On further reflection, I really like the way Schweitzer embedded the apocryphal nature of this non-canonical Holmes story into its subject matter: the sleuth's failure.

7elenchus
Modifié : Déc 15, 2020, 5:55 pm

I believe the Granada adaptations to be fairly faithful accounts of Conan Doyle's originals stories, though I have not read any story recently to confirm. In any case, it was fun to see many recognisable tics and character traits appear in Schweitzer's tale: Holmes's abrupt treatment of potential clients, his pounding on the roof of the cab to signal the driver, the references to other cases never fully relayed, the admonishment by Holmes to "give me all of the facts". Even the episode where Holmes asks Watson to tell him what he makes of a sheaf of papers, and Watson gamely identifies the type of paper and features of the writing! They are all "packed in", it's true, so the cadence is wrong, but a pleasure nevertheless to spot them.

>6 paradoxosalpha:
That, too, was a pleasure to contemplate: an expansion of the Holmes casebook. Indeed, Sir Humphrey's backstory suggests a link to the classic tale, "The Sign of Four". Did he perhaps purchase his freedom from one of the culprits of that case?

>4 RandyStafford:
In that same paragraph referencing Indiana Jones, there are other names. (Ben) Gunn I assume to be from Treasure Island, further suggesting Hawkins is the boy (Jim) gone bad; but I didn't catch the allusions (if in fact any were thrown) for Gutzman or Van Eysen. I'm fairly certain characters referred to as "the Malay" and "the Lascar" feature in separate Holmes cases, but can't recall which.

8housefulofpaper
Modifié : Fév 11, 2021, 8:26 pm

I enjoy most Holmes pastiches. Even if I don't particularly care for the authors work in the main (not the case here, I should make that clear!), if they take on the voice of Dr Watson it usually "lifts" their style for me.
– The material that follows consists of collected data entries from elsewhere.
PR #1401, opened 2024-05-15
Adding initial hyper t schemas.

misterpig:
The table [here](https://github.com/snowplow-incubator/snowplow-hyper-t?tab=readme-ov-file#events-support) lists which schema (event and entity) is currently implemented in which environment (Shopify app, DBT models and data gen app).

### DIFF
--- a/schemas/io.snowplow.ecomm/add_payment_method/jsonschema/1-0-0
+++ b/schemas/io.snowplow.ecomm/add_payment_method/jsonschema/1-0-0
@@ -1,0 +1,28 @@
+{
+    "description": "Event occurs when a payment method is added during checkout.",
+    "properties": {
+        "payment_id": {
+            "type": "string",
+            "maxLength": 255
+        },
+        "new_payment": {
+            "type": [
+                "boolean",
+                "null"
+            ],
+            "description": "If this payment ID is new or from a saved payment on the customer's account."
+        }
+    },
+    "additionalProperties": false,
+    "type": "object",
+    "self": {
+        "vendor": "io.snowplow.ecomm",
+        "name": "add_payment_method",
+        "format": "jsonschema",
+        "version": "1-0-0"
+    },
+    "$schema": "http://iglucentral.com/schemas/com.snowplowanalytics.self-desc/schema/jsonschema/1-0-0#",
+    "required": [
+        "payment_id"
+    ]
+}
--- a/schemas/io.snowplow.ecomm/add_payment_method/jsonschema/1-0-0
+++ b/schemas/io.snowplow.ecomm/add_payment_method/jsonschema/1-0-0
@@ -3,6 +3,7 @@
     "properties": {
         "payment_id": {
             "type": "string",
+            "description": "The `payment` entity ID for which this event is attached with.",
             "maxLength": 255
         },
         "new_payment": {
--- a/schemas/io.snowplow.ecomm/add_to_cart/jsonschema/1-0-0
+++ b/schemas/io.snowplow.ecomm/add_to_cart/jsonschema/1-0-0
@@ -13,11 +13,13 @@
         },
         "quantity": {
             "type": "integer",
+            "description": "The number of the item that is being added to the cart.",
             "minimum": 1,
             "maximum": 2147483647
         },
         "cart_id": {
             "type": "string",
+            "description": "The ID of the cart entity that the item it being added to.",
             "maxLength": 255
         },
         "source": {
--- a/schemas/io.snowplow.ecomm/add_to_cart/jsonschema/1-0-0
+++ b/schemas/io.snowplow.ecomm/add_to_cart/jsonschema/1-0-0
@@ -6,11 +6,9 @@
             "maxLength": 255
         },
         "item_type": {
-            "type": [
-                "string",
-                "null"
-            ],
-            "description": "Examples: \"product\", \"bundle\", \"gift_card\"",
+            "type": "string",
+            "enum": ["product", "bundle"],
+            "description": "The general type of the item, currently supports the two types of a singular product and a bundle of products.",
             "maxLength": 255
         },
         "quantity": {
@@ -42,6 +40,7 @@
     "$schema": "http://iglucentral.com/schemas/com.snowplowanalytics.self-desc/schema/jsonschema/1-0-0#",
     "required": [
         "item_id",
+        "item_type",
         "quantity",
         "cart_id"
     ]
--- a/schemas/io.snowplow.ecomm/add_to_cart/jsonschema/1-0-0
+++ b/schemas/io.snowplow.ecomm/add_to_cart/jsonschema/1-0-0
@@ -1,0 +1,48 @@
+{
+    "description": "Event occurs when a product or bundle is added to a cart.",
+    "properties": {
+        "item_id": {
+            "type": "string",
+            "maxLength": 255
+        },
+        "item_type": {
+            "type": [
+                "string",
+                "null"
+            ],
+            "description": "Examples: \"product\", \"bundle\", \"gift_card\"",
+            "maxLength": 255
+        },
+        "quantity": {
+            "type": "integer",
+            "minimum": 1,
+            "maximum": 2147483647
+        },
+        "cart_id": {
+            "type": "string",
+            "maxLength": 255
+        },
+        "source": {
+            "type": [
+                "string",
+                "null"
+            ],
+            "description": "Examples: \"catalog\", \"wishlist\"",
+            "maxLength": 255
+        }
+    },
+    "additionalProperties": false,
+    "type": "object",
+    "self": {
+        "vendor": "io.snowplow.ecomm",
+        "name": "add_to_cart",
+        "format": "jsonschema",
+        "version": "1-0-0"
+    },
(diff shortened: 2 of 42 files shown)


schemas/io.snowplow.ecomm/click_item/jsonschema/1-0-0
```diff
@@ -0,0 +1,36 @@
+{
+    "description": "Event occurrs when an item (a product or bundle) is clicked on.",
+    "properties": {
+        "item_id": {
+            "type": "string",
+            "description": "ID reference to the item (as listed in item) that was clicked on.",
+            "maxLength": 255
+        },
+        "item_type": {
+            "type": "string",
```
matus-tomlein, line 10: Should this. be a required property or should we allow it to be null?

misterpig: So after discussing with the other guys we agree that the item type field should be required.
It is also a join key used in our data models so to ensure that users will use the correct values lest we break any downstream models we've also opted for making it an enum field.

schemas/io.snowplow.ecomm/cart/jsonschema/1-0-0
```diff
@@ -0,0 +1,166 @@
...
+        "total_items": {
+            "type": [
+                "integer",
+                "null"
+            ],
+            "description": "Total number of items in the cart.",
+            "minimum": 0,
+            "maximum": 2147483647
+        },
+        "subtotal": {
```
igneel64, line 17: I feel the `subtotal`, `shipping_cost` and `tax` belong in the `/order/` schema. Am I right ?

schemas/io.snowplow.ecomm/return_search/jsonschema/1-0-0
```diff
@@ -0,0 +1,28 @@
+{
+    "description": "When the submit_search is completed, this event will be triggered along with the contexts view_collection (the viewing of the search results) and search (the search event parameters).",
```
igneel64, line 2: Tempted to name it `search_result`.

schemas/io.snowplow.ecomm/collection/jsonschema/1-0-0
```diff
@@ -0,0 +1,154 @@
...
+            ],
+            "description": "The field that is being sorted on.",
+            "maxLength": 255
+        },
+        "items_per_page": {
+            "type": [
+                "integer",
+                "null"
+            ],
+            "description": "The total number items to be displayed on each page.",
```
igneel64, line 73: > The total number items to be displayed on each page.

Maybe

> The total number of items to be displayed on each page.

schemas/io.snowplow.ecomm/click_item/jsonschema/1-0-0
```diff
@@ -0,0 +1,38 @@
...
+            "enum": ["product", "bundle"],
+            "description": "The general type of the item, currently supports the two types of a singular product and a bundle of products.",
+            "maxLength": 255
+        },
+        "click_position": {
+            "type": [
+                "integer",
+                "null"
+            ],
+            "description": "The numerical position of the item on the page, if the item appears first, click_position would be 1",
```
igneel64, line 20: I suppose that the position is based on the concept of a 'collection'. This means you can have multiple collections of products in the same page and all of them have a product with a position of 1.
E.g.
image


In the case we are talking about a product list type of page this can be based on 'the items on the page' because you have a single collection.

Is my thinking correct here ?

schemas/io.snowplow.ecomm/click_item/jsonschema/1-0-0
```diff
@@ -0,0 +1,38 @@
...
+            "description": "ID reference to the item (as listed in item) that was clicked on.",
+            "maxLength": 255
+        },
+        "item_type": {
+            "type": "string",
+            "enum": ["product", "bundle"],
+            "description": "The general type of the item, currently supports the two types of a singular product and a bundle of products.",
+            "maxLength": 255
+        },
+        "click_position": {
```
igneel64, line 15: I would be tempted to name it `position` to make it more simlar to other ecommerce implementations. That way feels more familiar.

schemas/io.snowplow.ecomm/cart/jsonschema/1-0-0
```diff
@@ -0,0 +1,166 @@
...
+                "array",
+                "null"
+            ],
+            "description": "IDs of coupon entities that have been attached to the cart.",
+            "items": {
+                "type": "string",
+                "maxLength": 255
+            }
+        },
+        "items_in_cart": {
```
igneel64, line 79: You can use a local $ref for both items_in_cart and discovery. Might make this a bit more readable.

schemas/io.snowplow.ecomm/cancel_subscription/jsonschema/1-0-0
```diff
@@ -0,0 +1,29 @@
...
+        "subscription_id": {
+            "type": "string",
+            "maxLength": 255
+        },
+        "reason": {
+            "type": [
+                "string",
+                "null"
+            ],
+            "description": "The reason if given in notes for why the subscription was cancelled.",
```
igneel64, line 13: > The reason if given in notes for why the subscription was cancelled.

Maybe

> Reason why the subscription was cancelled.

schemas/io.snowplow.ecomm/add_payment_method/jsonschema/1-0-0
```diff
@@ -0,0 +1,28 @@
+{
+    "description": "Event occurs when a payment method is added during checkout.",
+    "properties": {
+        "payment_id": {
```
igneel64, line 4: Here I would be tempted to change this to `payment_type_id` . Since `payment` might be confused with the whole process of paying so someone might wrongly add something like the transaction Id or checkout Id.

Otherwise we can also add a description here and explain that if an 'id' is not available, they can use a friendly name for the payment method.

schemas/io.snowplow.ecomm/cart/jsonschema/1-0-0
misterpig: We think for purpose of analysing behaviour with events before an order is created it'll be helpful to have these fields with the cart entity, so worth to leave them in here as well as on the order/payment entities.

schemas/io.snowplow.ecomm/return_search/jsonschema/1-0-0
misterpig: Since we have submit_search probably best to leave that naming convention as is. Also the name `search_result` denotes that the search returned with some result but it is possible to have searches that have no results.

schemas/io.snowplow.ecomm/add_payment_method/jsonschema/1-0-0
misterpig: I'll add an description to state that the ID here is for the payment entity that is attached to the same event. Since this isn't a payment type per se we should leave this field's naming with the convention we have everywhere else, to denote that ID points to the entities (the entities' name will form the field ID's name).

schemas/io.snowplow.ecomm/click_item/jsonschema/1-0-0
misterpig: You're right, I'll add a `collection_id` field to this schema and have it to be required, so users will know where to find the specific collection from which the item that is clicked is in.

schemas/io.snowplow.ecomm/click_item/jsonschema/1-0-0
matus-tomlein: That makes sense! I just meant that if it is required then we should have it in the list of `required` properties (currently there is only `item_id`)? Otherwise it's in a weird state where we don't accept null for it but it can be missing from payload.

schemas/io.snowplow.ecomm/update_customer/jsonschema/1-0-0
```diff
@@ -0,0 +1,66 @@
...
+    "self": {
+        "vendor": "io.snowplow.ecomm",
+        "name": "update_customer",
+        "format": "jsonschema",
+        "version": "1-0-0"
+    },
+    "$schema": "http://iglucentral.com/schemas/com.snowplowanalytics.self-desc/schema/jsonschema/1-0-0#",
+    "required": [
+        "customer_id",
+        "change_trigger",
```
matus-tomlein, line 63: This property is required but accepts null, maybe it should not be required then?

matus-tomlein (approved):
A couple more comments, but otherwise LGTM! This is a huge piece of work! 👏

schemas/io.snowplow.ecomm/add_to_cart/jsonschema/1-0-0
```diff
@@ -0,0 +1,48 @@
...
+        "item_type": {
+            "type": [
+                "string",
+                "null"
+            ],
+            "description": "Examples: \"product\", \"bundle\", \"gift_card\"",
+            "maxLength": 255
+        },
+        "quantity": {
+            "type": "integer",
```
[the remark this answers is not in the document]
misterpig: Will update with more descriptions 🫡

igneel64 (approved):
LGTM, excellent effort 🚀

>7 elenchus: those names rang bells for me too but I can't bring them to mind. It's not from The Maltese Falcon, is it? Of course it does put this into the camp of "shared universe", literary conceits like The League of Extraordinary Gentlemen, Anno Dracula, Philip José Farmer's Wold Newton (which I have yet to read), etc. I can understand really wanting to populate Victorian London with these immortal characters...I can remember, as a young boy, being bereft at the thought that the skies over Manhattan were not filled with flying Marvel superheroes.

Holmes' rejection of the supernatural is entirely consistent with his character but of course in the context of this story it diminishes him as there's a whole aspect of reality he shies away from. In other pastiches he does make an accommodation and is able to fight Lovecraftian elementals, or Dracula, to cite two examples.

>7 elenchus:
The Granada adaptations go adrift, in some people's view, towards the end of the run. It's a combination of reasons: reduced budgets, an artistic decision to ginger up some weaker stories with a big dollop of Gothic, but mostly Jeremy Brett's increasing ill health. He was being given oxygen between scenes, for some of the final series.

The 1990s BBC radio one-off plays (the novels) and series (the short stories) with Clive Merrison and Michael Williams constitutes the only dramatic version to have done the whole canon (there were also "further adventures", with Andrew Sachs replacing Michael Williams as Watson, after the latter's death).

Edited - reversed the malicious Autocorrect and "working the main" is now corrected to "work in the main".